/BARTArrests

A repository of data around arrests on BART

Primary LanguagePythonGNU General Public License v3.0GPL-3.0

BART Arrest data

We are interested in knowing more about BART police's arrest data following a smug comment made by a BART board member on Twitter. Do we decided to do a public records request for it.

Last night on Twitter a board member, Nick Josefowitz stated: 

"Using data, better analysis, and new strategies, @SFBART police were able to increase arrests by 40% year over year. We need this approach at SFPD, and as Supervisor I intend to make accountability and modern police tactics paramount. #NoMoreExcuses"

https://twitter.com/josefow/status/979069932896997376?s=21

California Public Records Act Request

Below is the exact CPRA request we sent to BART:

Greeting FOIA officers:

Last night on Twitter a board member, Nick Josefowitz stated:

“Using data, better analysis, and new strategies, @SFBART police were able to increase arrests by 40% year over year. We need this approach at SFPD, and as Supervisor I intend to make accountability and modern police tactics paramount. #NoMoreExcuses”
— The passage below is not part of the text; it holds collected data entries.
PR #750, opened 2021-01-25
fix: update paging implementation to handle unconventional pagination

yon-mg:
Pagination for GCE is unconventional in that it may use `max_results` instead of `page_results` and may return a `map` paginated resource instead of a `repeated` resource. Pagination otherwise does not change and even GCE may use conventional pagination for some rpcs.

Before this PR, pagination has only been implemented for the conventional case. This fix resolves that and adds the relevant testing to ensure coverage.

On an unrelated note, this PR now also includes a minor update to mypy cli flags due to the recent mypy update, https://mypy-lang.blogspot.com/2021/01/mypy-0800-released.html.

### DIFF
--- a/gapic/schema/wrappers.py
+++ b/gapic/schema/wrappers.py
@@ -866,16 +866,17 @@ class Method:
         """Return the response pagination field if the method is paginated."""
         # If the request field lacks any of the expected pagination fields,
         # then the method is not paginated.
-        for page_field in ((self.input, str, 'page_token'),
+        for page_field_token in ((self.input, str, 'page_token'),
                            (self.output, str, 'next_page_token')):
-            field = page_field[0].fields.get(page_field[2], None)
-            if not field or field.type != page_field[1]:
+            field = page_field_token[0].fields.get(page_field_token[2], None)
+            if not field or field.type != page_field_token[1]:
                 return None
-        page_fields = [self.input.fields.get('max_results', None),
-                       self.input.fields.get('page_size', None)]
-        page_field = next(
+
+        page_fields = (self.input.fields.get('max_results', None),
+                       self.input.fields.get('page_size', None))
+        page_field_size = next(
             (field for field in page_fields if field is not None), None)
-        if not page_field or page_field.type != int:
+        if not page_field_size or page_field_size.type != int:
             return None
 
         # Return the first repeated field.
--- a/gapic/schema/wrappers.py
+++ b/gapic/schema/wrappers.py
@@ -866,12 +866,17 @@ class Method:
         """Return the response pagination field if the method is paginated."""
         # If the request field lacks any of the expected pagination fields,
         # then the method is not paginated.
-        for page_field in ((self.input, int, 'page_size'),
-                           (self.input, str, 'page_token'),
+        for page_field in ((self.input, str, 'page_token'),
                            (self.output, str, 'next_page_token')):
             field = page_field[0].fields.get(page_field[2], None)
             if not field or field.type != page_field[1]:
                 return None
+        page_fields = [self.input.fields.get('max_results', None),
+                       self.input.fields.get('page_size', None)]
+        page_field = next(
+            (field for field in page_fields if field is not None), None)
+        if not page_field or page_field.type != int:
+            return None
 
         # Return the first repeated field.
         for field in self.output.fields.values():
--- a/gapic/schema/wrappers.py
+++ b/gapic/schema/wrappers.py
@@ -866,16 +866,19 @@ class Method:
         """Return the response pagination field if the method is paginated."""
         # If the request field lacks any of the expected pagination fields,
         # then the method is not paginated.
-        for page_field_token in ((self.input, str, 'page_token'),
+
+        # The request must have page_token and next_page_token as they keep track of pages
+        for source, source_type, name in ((self.input, str, 'page_token'),
                            (self.output, str, 'next_page_token')):
-            field = page_field_token[0].fields.get(page_field_token[2], None)
-            if not field or field.type != page_field_token[1]:
+            field = source.fields.get(name, None)
+            if not field or field.type != source_type:
                 return None
 
+        # The request must have max_results or page_size
         page_fields = (self.input.fields.get('max_results', None),
                        self.input.fields.get('page_size', None))
         page_field_size = next(
-            (field for field in page_fields if field is not None), None)
+            (field for field in page_fields if field), None)
         if not page_field_size or page_field_size.type != int:
             return None
 
--- a/gapic/templates/%namespace/%name_%version/%sub/services/%service/pagers.py.j2
+++ b/gapic/templates/%namespace/%name_%version/%sub/services/%service/pagers.py.j2
@@ -6,7 +6,7 @@
 {# This lives within the loop in order to ensure that this template
    is empty if there are no paged methods.
  -#}
-from typing import Any, AsyncIterable, Awaitable, Callable, Iterable, Sequence, Tuple
+from typing import Any, AsyncIterable, Awaitable, Callable, Iterable, Sequence, Tuple, Optional
 
 {% filter sort_lines -%}
 {% for method in service.methods.values() | selectattr('paged_result_field') -%}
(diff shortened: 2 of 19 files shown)


gapic/schema/wrappers.py
```diff
@@ -866,13 +866,19 @@ def paged_result_field(self) -> Optional[Field]:
...
         # then the method is not paginated.
-        for page_field in ((self.input, int, 'page_size'),
-                           (self.input, str, 'page_token'),
+        for page_field_token in ((self.input, str, 'page_token'),
                            (self.output, str, 'next_page_token')):
-            field = page_field[0].fields.get(page_field[2], None)
-            if not field or field.type != page_field[1]:
+            field = page_field_token[0].fields.get(page_field_token[2], None)
+            if not field or field.type != page_field_token[1]:
                 return None
```
software-dov, line 873: Great extension. Since we're changing things here, can we tweak the loop so that we're destructuring into names instead of indexing the tuple?

```python
for source, name in ((self.input, "page_token"), (self.output, "next_page_token")):
```
Something like that

gapic/schema/wrappers.py
```diff
@@ -866,13 +866,19 @@ def paged_result_field(self) -> Optional[Field]:
...
 
+        page_fields = (self.input.fields.get('max_results', None),
+                       self.input.fields.get('page_size', None))
+        page_field_size = next(
+            (field for field in page_fields if field is not None), None)
```
software-dov, line 878: Nit: we don't have to explicitly check for `None`.
```python
next((field for field in page_fields if field), None)
```

software-dov (commented):
Please add some comments in `paged_result_field` detailing the two options and how they work internally.

tests/unit/schema/wrappers/test_method.py
```diff
@@ -123,6 +123,16 @@ def test_method_paged_result_field_no_page_field():
...
 
+    method = make_method('Foo',
+                         input_message=make_message(name='FooRequest', fields=(
+                             make_field(name='page_token', type=9),  # str
+                         )),
+                         output_message=make_message(name='FooResponse', fields=(
+                             make_field(name='next_page_token', type=9),  # str
+                         ))
+                         )
+    assert method.paged_result_field is None
```
vchudnov-g, line 134: Do we add tests in this file for `max_results` and for mapped responses?

gapic/templates/tests/unit/gapic/%name_%version/%sub/test_%service.py.j2
```diff
@@ -1162,7 +1162,122 @@ def test_{{ method.name|snake_case }}_rest_flattened_error():
...
+        assert all(isinstance(i, {{ method.paged_result_field.type.ident }})
+                   for i in results)
+        {% endif %}
+
+        pages = list(client.{{ method.name|snake_case }}(request={}).pages)
+        for page_, token in zip(pages, ['abc','def','ghi', '']):
+            assert page_.raw_page.next_page_token == token
+
+        
+{% endif %} {# paged methods #}
```
vchudnov-g, line 1279: Are the results of this template visible in a generated file within this repo? (just asking, the repo may not be structured that way)

vchudnov-g (commented):
Looks good! Minor comments and some questions for my own learning.

gapic/schema/wrappers.py
yon-mg: I just wanted to be extra explicit in case there was some false-ish value `field` might have. I suppose that's not the case for the `Field` class though.

gapic/templates/tests/unit/gapic/%name_%version/%sub/test_%service.py.j2
```diff
@@ -1162,7 +1162,122 @@ def test_{{ method.name|snake_case }}_rest_flattened_error():
...
+                    {{ method.paged_result_field.type.ident }}(),
+                ],
+            ),
+        )
+        {% endif %}
+        # Two responses for two calls
+        response = response + response
+
+        # Wrap the values into proper Response objs
+        response = tuple(map(lambda x: {{ method.output.ident }}.to_json(x), response))
```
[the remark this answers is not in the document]
software-dov: Nit: you don't need to call both `map` and `tuple`: `tuple` can take generator expressions as its iterable.
```python
response = tuple({{ method.output.ident }}.to_json(x) for x in response)
```

gapic/schema/wrappers.py
yon-mg: Good idea. Done

gapic/templates/tests/unit/gapic/%name_%version/%sub/test_%service.py.j2
```diff
@@ -1162,7 +1162,122 @@ def test_{{ method.name|snake_case }}_rest_flattened_error():
...
+        side_effect = tuple(map(lambda x: Response(), response))
```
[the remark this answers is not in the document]
software-dov: We can be a little bit clever here:
```python
side_effect = (Response(),) * len(response)
```

gapic/templates/tests/unit/gapic/%name_%version/%sub/test_%service.py.j2
```diff
@@ -1162,7 +1162,122 @@ def test_{{ method.name|snake_case }}_rest_flattened_error():
...
+        pager = client.{{ method.name|snake_case }}(request={})
+
+        assert pager._metadata == metadata
+
+        {% if method.paged_result_field.map %}
+        assert isinstance(pager.get('a'), {{ method.paged_result_field.type.fields.get('value').ident }})
+        assert pager.get('h') is None
+        {% endif %}
+
+        results = [i for i in pager]
```
software-dov, line 1260: Judgement call: can also do `results = list(pager)`

gapic/templates/tests/unit/gapic/%name_%version/%sub/test_%service.py.j2
```diff
@@ -1162,7 +1162,122 @@ def test_{{ method.name|snake_case }}_rest_flattened_error():
...
+        assert len(results) == 6
+        {% if method.paged_result_field.map %}
+        assert all(
+            isinstance(i, tuple) and
+            tuple(map(lambda x: type(x), results[0])) == (str, {{ method.paged_result_field.type.fields.get('value').ident }})
+                   for i in results)
```
software-dov, line 1266: Am I misreading this expression, or is this a loop invariant? If so, let's lift it up. In either case, let's clarifiy it to
```python
tuple(type(r) for r in results[0])
```

Actually, the whole line looks like a loop invariant.

tests/unit/schema/wrappers/test_method.py
```diff
@@ -123,6 +123,16 @@ def test_method_paged_result_field_no_page_field():
                          )
     assert method.paged_result_field is None
 
+    method = make_method('Foo',
```
software-dov, line 126: Formatting nit: please add a newline and then indent here for better readability

gapic/templates/tests/unit/gapic/%name_%version/%sub/test_%service.py.j2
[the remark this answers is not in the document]
yon-mg: I had a misunderstanding with `map()` I think software-dov addressed in a later comment

gapic/templates/tests/unit/gapic/%name_%version/%sub/test_%service.py.j2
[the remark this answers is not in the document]
yon-mg: I think this does not work because new Response objects are not made. Instead it is aliases to the same object and editing a value within one changes it for all.

tests/unit/schema/wrappers/test_method.py
yon-mg: Mapped responses are treated the same here. Checking for repeated fields should be sufficient since mapped fields are also repeated. Test for `max_results` is now also added.

tests/unit/schema/wrappers/test_method.py
yon-mg: Done.. I think.

gapic/templates/tests/unit/gapic/%name_%version/%sub/test_%service.py.j2
yon-mg: This is cleaner. Done.

gapic/templates/tests/unit/gapic/%name_%version/%sub/test_%service.py.j2
yon-mg: No. It may be useful to include a generated client but that might clog the repo. The showcase client is generated as part of CircleCI tests though.

gapic/templates/tests/unit/gapic/%name_%version/%sub/test_%service.py.j2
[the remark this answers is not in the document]
yon-mg: Thanks for that. Not sure why I was dead set on using map.

gapic/templates/tests/unit/gapic/%name_%version/%sub/test_%service.py.j2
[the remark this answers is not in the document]
software-dov: Aha, good point.

gapic/templates/%namespace/%name_%version/%sub/services/%service/pagers.py.j2
```diff
@@ -68,14 +68,25 @@ class {{ method.name }}Pager:
             self._response = self._method(self._request, metadata=self._metadata)
             yield self._response
 
+    {% if method.paged_result_field.map %}
+    def __iter__(self) -> Iterable[Tuple[str, {{ method.paged_result_field.ident | replace('Sequence[', '') | replace(']', '') }}]]:
```
vam-google, line 72: Please fix the typing issue as we discussed offline.

gapic/templates/%namespace/%name_%version/%sub/services/%service/pagers.py.j2
```diff
@@ -68,14 +68,25 @@ class {{ method.name }}Pager:
...
+        for page in self.pages:
+            yield from page.{{ method.paged_result_field.name}}.items()
+
+    def get(self, key: str) -> {{ method.paged_result_field.ident | replace('Sequence', 'Optional') }}:
```
vam-google, line 76: Same here

yon-mg:
@software-dov friendly ping for review.

software-dov (approved):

https://twitter.com/josefow/status/979069932896997376?s=21

Therefore, under  to the California Record Act, I am requesting:

For the years between 2012-2017 (the full calendar year beginning Jan 1 to Dec 31st) I request the record for each year:

* Records sufficient to show the number of arrests on BART
* Records sufficient to show the race of an an individual or individuals arrested.
* Records sufficient to show the charges against an an individual or individuals arrested.
* For a given arrest, the unique case number referred for prosecution.
* (If known) the outcome of each case

Please acknowledge this request is being made by a member of the press and I request you waive all fees in the public interest. Please do not hesitate to reach out to me if you have any question about the size or scope of this request.

Scripts

  • detect_pdf.py - simplified version of Google's PDF OCR sample script

  • ocr_results_to_csv.py - custom code that pulls the results of Google's PDF OCR script, parses out the results, and outputs a csv file.

Fields

  • Case_number - One thing to note is that this is not a unique id for a row. There are a few case numbers that span 2 rows, I imagine meaning two individuals were arrested at the same time.
  • date_of_arrest - Date of arrest
  • sex - M / F
  • race - Race code, includes A, B, C, F, H, I, O, P, S, V, W, Z
  • dob - date of birth
  • location - Location, which is a bit annoyingly structured. It seems there is a different location if it wasn't actually inside the station.
  • crimes - '|' separated list of penal codes, health and safety codes, etc. This data was all over the place in the PDFs.